## Exercise description:
Repeat the records given below in full, with no changes.

(Entries supplied Opens)

Issue #4273, opened 2022-10-12
Publish pool dialog - expiry date off by 1


petertgiles:
Observe how I set the publish date to Oct 31 but the publish dialog shows Oct 30.

https://images.zenhubusercontent.com/364642496/12cd5065-0c76-4be3-b42d-d95544f4986e/simplescreenrecorder_2022_10_12_13_52_48.mp4

Probably covered by  #3315

## Acceptance Criteria
- [ ] When choosing an expiry date, user selects a date (not a time), but the UI informs the user that the job will close at 11:59 PM Pacific Time on their chosen date.
- [ ] A datetime, set to 11:59 PM Pacific Time on the chosen date, is submitted to the API. (The api should be expected to convert to UTC before saving it.)
- [ ] When displaying the expiry date anywhere on the Edit Pool page, and when initializing the date input with existing data, first convert the datetime from the api from UTC to Pacific Time, and show very explicitly that it is a time in a particular timezone.

vd1992:
the cause seems simple enough
updating it submits something at day of, midnight, so 00:00 UTC time, then when it loads it from the database, the time zone conversion bumps it to the day prior

![image](https://user-images.githubusercontent.com/40485260/195415434-0ca45cfe-431a-4a71-b34b-c93609438d0a.png)

the tricky part is a solution 
proposal: 
given pool expiry times are known (11:59 PM Pacific time), an intermediary function can be added so what gets sent to database is actually 06:59 AM UTC (7 hour difference)

vd1992:
I think the big sticking point might be, pools will not close on the same day for everyone
if closing time is 11:59 PM PST, it closes 02:59 AM for EST, therefore the expiry date is actually two possible dates

petertgiles:
@Jerryescandon For the AC of this issue we need to inform the user of the time zone nuance.  For the picker I had two ideas:

Option 1: A tooltip with the question button like Process Number
![image](https://user-images.githubusercontent.com/8978655/195932945-3c90de39-f55f-4941-8874-20ba09fed294.png)

Option 2: Sub text like Your impact
![image](https://user-images.githubusercontent.com/8978655/195933347-6062d3c2-a8d8-4d4d-9446-ecd6cac9d892.png)

Same design needs for Extend Date:
![image](https://user-images.githubusercontent.com/8978655/195934585-598b67b3-0b43-42f1-a471-43e834fa160d.png)


[...]

PR #4366, opened 2022-10-18
Convert pool expiry TZ field to UTC

petertgiles:
# Introduction
## What does it do?
This branch converts the pool advertisement expiry date / closing date from timestamptz to timestamp in the database and from a DateTimeTz to a DateTime in the API.  It also ensures that the front end is always sending UTC datetimes to the API and always interpreting the responses as UTC.  It adds `time-fns-tz` as a dependency for handling time zone conversions.  This seemed like a reasonable choice since we're already using `time-fns`.
## What does it not do?
The designers have not gotten back to me on when to show the date as Pacific and when to show it as local and how the copy will make that obvious.  For now I have the admin site always show Pacific and the talentsearch site always show local but I'll push the final update off to #4273.  I've skipped the poolcard tests until then, too.  The relativeExpiryDate function is known to not be working correctly now, too.  I'll wait to fix that until #4273 when we have a clear idea of how it's supposed to look.
# Testing
## Resources
- I like [worldtimebuddy](https://www.worldtimebuddy.com/?pl=1&lid=6094817,6173331,100&h=6094817&hf=1) for checking time zones.
- I link to some [dateful](https://dateful.com/time-zone-converter) conversions in the Jest tests, too.
## Suggested Steps
1. Before running the new migration copy out your existing expiry dates `select id, expiry_date from pools order by id`
2. Run the migration and ensure the expiry dates are the same "instant" as they are converted from local time zone to UTC.
3. Roll back the migration and observe how they return to the original values
4. Rerun the migration, run codegen for talentsearch and admin, rebuild the sites
5. Run the Jest tests and ensure they all pass
6. Log in as admin and navigate to /admin/pools/create
7. Set the closing date on your new pool. Pick a day before the Nov 6 time change.  Check the database to ensure it has been saved as the last second of the day in Pacific, but in UTC.
8. Refresh the page to ensure that the closing date is still showing the day in Pacific, not the following UTC or local day.
9. Publish the pool, ensure the publish dialog shows the Pacific day.
10. Navigate to the admin View Pool page, ensure the closing date shows the Pacific day.
11. Use the Extend dialog to set a new closing date.  Pick a day after the Nov 6 time change. Check the database to ensure it has been saved as the last second of the day in Pacific, but in UTC.
12. Navigate to /browse/pools, observe that the pool card shows the local day, not Pacific.
13. Click apply and observe that the header shows the local day, not Pacific.
14. Return to the admin editing page, close the pool, observe the closing date is in Pacific.

### DIFF
--- a/api/database/migrations/2022_10_17_141813_change_expiry_date_to_datetime.php
+++ b/api/database/migrations/2022_10_17_141813_change_expiry_date_to_datetime.php
@@ -1,0 +1,34 @@
+<?php
+
+use Illuminate\Database\Migrations\Migration;
+use Illuminate\Support\Facades\DB;
+
+class ChangeExpiryDateToDatetime extends Migration
+{
+    /**
+     * Run the migrations.
+     *
+     * @return void
+     */
+    public function up()
+    {
+        DB::statement("
+            ALTER TABLE pools
+            ALTER COLUMN expiry_date TYPE timestamp(0)
+            USING (expiry_date at time zone 'UTC')
+        ");
+    }
+
+    /**
+     * Reverse the migrations.
+     *
+     * @return void
+     */
+    public function down()
+    {
+        DB::statement("
+            ALTER TABLE pools
+            ALTER COLUMN expiry_date TYPE timestamptz(0)
+        ");
+    }
+}
--- a/api/graphql/schema.graphql
+++ b/api/graphql/schema.graphql
@@ -5,10 +5,6 @@ scalar Date @scalar(class: "Nuwave\\Lighthouse\\Schema\\Types\\Scalars\\Date")
 scalar DateTime
   @scalar(class: "Nuwave\\Lighthouse\\Schema\\Types\\Scalars\\DateTime")
 
-"A datetime and timezone string in ISO 8601 format `Y-m-dTH:i:sP`, e.g. `2020-04-20T13:53:12+02:00`."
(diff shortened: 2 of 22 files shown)


esizer (commented):
Awesome! 🤩 

Everything is working well, just need to clarify some things to make sure I understand from the description before approval. On `talentsearch` I assume the `relativeExpiryDate` is known to not be functioning properly now based on the fact that you skipped those tests.

## Example

In my timezone (America/Toronto) it is showing the correct time but one day off. Such as:

- Today when I expect tomorrow
- Tomorrow when I expect the date
- November 8th when I expect November 7th
Screen Shot 2022-10-18 at 10 43 46 AM
Screen Shot 2022-10-18 at 10 42 50 AM
Screen Shot 2022-10-18 at 10 42 20 AM

petertgiles:
> I assume the `relativeExpiryDate` is known to not be functioning properly no

Yeah, definitely.  I tried to avoid diving into that function since I don't have clear guidance from the designers on exactly how it's going to look.  I'll add a note to the PR description to make that clear.

esizer (approved):
> Yeah, definitely. I tried to avoid diving into that function since I don't have clear guidance from the designers on exactly how it's going to look. I'll add a note to the PR description to make that clear.

Cool, that was my assumption. Just making sure 😁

(Entries supplied Closes)

## Written answer:
Issue #4273, opened 2022-10-12
Publish pool dialog - expiry date off by 1


petertgiles:
Observe how I set the publish date to Oct 31 but the publish dialog shows Oct 30.

https://images.zenhubusercontent.com/364642496/12cd5065-0c76-4be3-b42d-d95544f4986e/simplescreenrecorder_2022_10_12_13_52_48.mp4

Probably covered by  #3315

## Acceptance Criteria
- [ ] When choosing an expiry date, user selects a date (not a time), but the UI informs the user that the job will close at 11:59 PM Pacific Time on their chosen date.
- [ ] A datetime, set to 11:59 PM Pacific Time on the chosen date, is submitted to the API. (The api should be expected to convert to UTC before saving it.)
- [ ] When displaying the expiry date anywhere on the Edit Pool page, and when initializing the date input with existing data, first convert the datetime from the api from UTC to Pacific Time, and show very explicitly that it is a time in a particular timezone.

vd1992:
the cause seems simple enough
updating it submits something at day of, midnight, so 00:00 UTC time, then when it loads it from the database, the time zone conversion bumps it to the day prior

![image](https://user-images.githubusercontent.com/40485260/195415434-0ca45cfe-431a-4a71-b34b-c93609438d0a.png)

the tricky part is a solution 
proposal: 
given pool expiry times are known (11:59 PM Pacific time), an intermediary function can be added so what gets sent to database is actually 06:59 AM UTC (7 hour difference)

vd1992:
I think the big sticking point might be, pools will not close on the same day for everyone
if closing time is 11:59 PM PST, it closes 02:59 AM for EST, therefore the expiry date is actually two possible dates

petertgiles:
@Jerryescandon For the AC of this issue we need to inform the user of the time zone nuance.  For the picker I had two ideas:

Option 1: A tooltip with the question button like Process Number
![image](https://user-images.githubusercontent.com/8978655/195932945-3c90de39-f55f-4941-8874-20ba09fed294.png)

Option 2: Sub text like Your impact
![image](https://user-images.githubusercontent.com/8978655/195933347-6062d3c2-a8d8-4d4d-9446-ecd6cac9d892.png)

Same design needs for Extend Date:
![image](https://user-images.githubusercontent.com/8978655/195934585-598b67b3-0b43-42f1-a471-43e834fa160d.png)


[...]

PR #4366, opened 2022-10-18
Convert pool expiry TZ field to UTC

petertgiles:
# Introduction
## What does it do?
This branch converts the pool advertisement expiry date / closing date from timestamptz to timestamp in the database and from a DateTimeTz to a DateTime in the API.  It also ensures that the front end is always sending UTC datetimes to the API and always interpreting the responses as UTC.  It adds `time-fns-tz` as a dependency for handling time zone conversions.  This seemed like a reasonable choice since we're already using `time-fns`.
## What does it not do?
The designers have not gotten back to me on when to show the date as Pacific and when to show it as local and how the copy will make that obvious.  For now I have the admin site always show Pacific and the talentsearch site always show local but I'll push the final update off to #4273.  I've skipped the poolcard tests until then, too.  The relativeExpiryDate function is known to not be working correctly now, too.  I'll wait to fix that until #4273 when we have a clear idea of how it's supposed to look.
# Testing
## Resources
- I like [worldtimebuddy](https://www.worldtimebuddy.com/?pl=1&lid=6094817,6173331,100&h=6094817&hf=1) for checking time zones.
- I link to some [dateful](https://dateful.com/time-zone-converter) conversions in the Jest tests, too.
## Suggested Steps
1. Before running the new migration copy out your existing expiry dates `select id, expiry_date from pools order by id`
2. Run the migration and ensure the expiry dates are the same "instant" as they are converted from local time zone to UTC.
3. Roll back the migration and observe how they return to the original values
4. Rerun the migration, run codegen for talentsearch and admin, rebuild the sites
5. Run the Jest tests and ensure they all pass
6. Log in as admin and navigate to /admin/pools/create
7. Set the closing date on your new pool. Pick a day before the Nov 6 time change.  Check the database to ensure it has been saved as the last second of the day in Pacific, but in UTC.
8. Refresh the page to ensure that the closing date is still showing the day in Pacific, not the following UTC or local day.
9. Publish the pool, ensure the publish dialog shows the Pacific day.
10. Navigate to the admin View Pool page, ensure the closing date shows the Pacific day.
11. Use the Extend dialog to set a new closing date.  Pick a day after the Nov 6 time change. Check the database to ensure it has been saved as the last second of the day in Pacific, but in UTC.
12. Navigate to /browse/pools, observe that the pool card shows the local day, not Pacific.
13. Click apply and observe that the header shows the local day, not Pacific.
14. Return to the admin editing page, close the pool, observe the closing date is in Pacific.

### DIFF
--- a/api/database/migrations/2022_10_17_141813_change_expiry_date_to_datetime.php
+++ b/api/database/migrations/2022_10_17_141813_change_expiry_date_to_datetime.php
@@ -1,0 +1,34 @@
+<?php
+
+use Illuminate\Database\Migrations\Migration;
+use Illuminate\Support\Facades\DB;
+
+class ChangeExpiryDateToDatetime extends Migration
+{
+    /**
+     * Run the migrations.
+     *
+     * @return void
+     */
+    public function up()
+    {
+        DB::statement("
+            ALTER TABLE pools
+            ALTER COLUMN expiry_date TYPE timestamp(0)
+            USING (expiry_date at time zone 'UTC')
+        ");
+    }
+
+    /**
+     * Reverse the migrations.
+     *
+     * @return void
+     */
+    public function down()
+    {
+        DB::statement("
+            ALTER TABLE pools
+            ALTER COLUMN expiry_date TYPE timestamptz(0)
+        ");
+    }
+}
--- a/api/graphql/schema.graphql
+++ b/api/graphql/schema.graphql
@@ -5,10 +5,6 @@ scalar Date @scalar(class: "Nuwave\\Lighthouse\\Schema\\Types\\Scalars\\Date")
 scalar DateTime
   @scalar(class: "Nuwave\\Lighthouse\\Schema\\Types\\Scalars\\DateTime")
 
-"A datetime and timezone string in ISO 8601 format `Y-m-dTH:i:sP`, e.g. `2020-04-20T13:53:12+02:00`."
(diff shortened: 2 of 22 files shown)


esizer (commented):
Awesome! 🤩 

Everything is working well, just need to clarify some things to make sure I understand from the description before approval. On `talentsearch` I assume the `relativeExpiryDate` is known to not be functioning properly now based on the fact that you skipped those tests.

## Example

In my timezone (America/Toronto) it is showing the correct time but one day off. Such as:

- Today when I expect tomorrow
- Tomorrow when I expect the date
- November 8th when I expect November 7th
Screen Shot 2022-10-18 at 10 43 46 AM
Screen Shot 2022-10-18 at 10 42 50 AM
Screen Shot 2022-10-18 at 10 42 20 AM

petertgiles:
> I assume the `relativeExpiryDate` is known to not be functioning properly no

Yeah, definitely.  I tried to avoid diving into that function since I don't have clear guidance from the designers on exactly how it's going to look.  I'll add a note to the PR description to make that clear.

esizer (approved):
> Yeah, definitely. I tried to avoid diving into that function since I don't have clear guidance from the designers on exactly how it's going to look. I'll add a note to the PR description to make that clear.

Cool, that was my assumption. Just making sure 😁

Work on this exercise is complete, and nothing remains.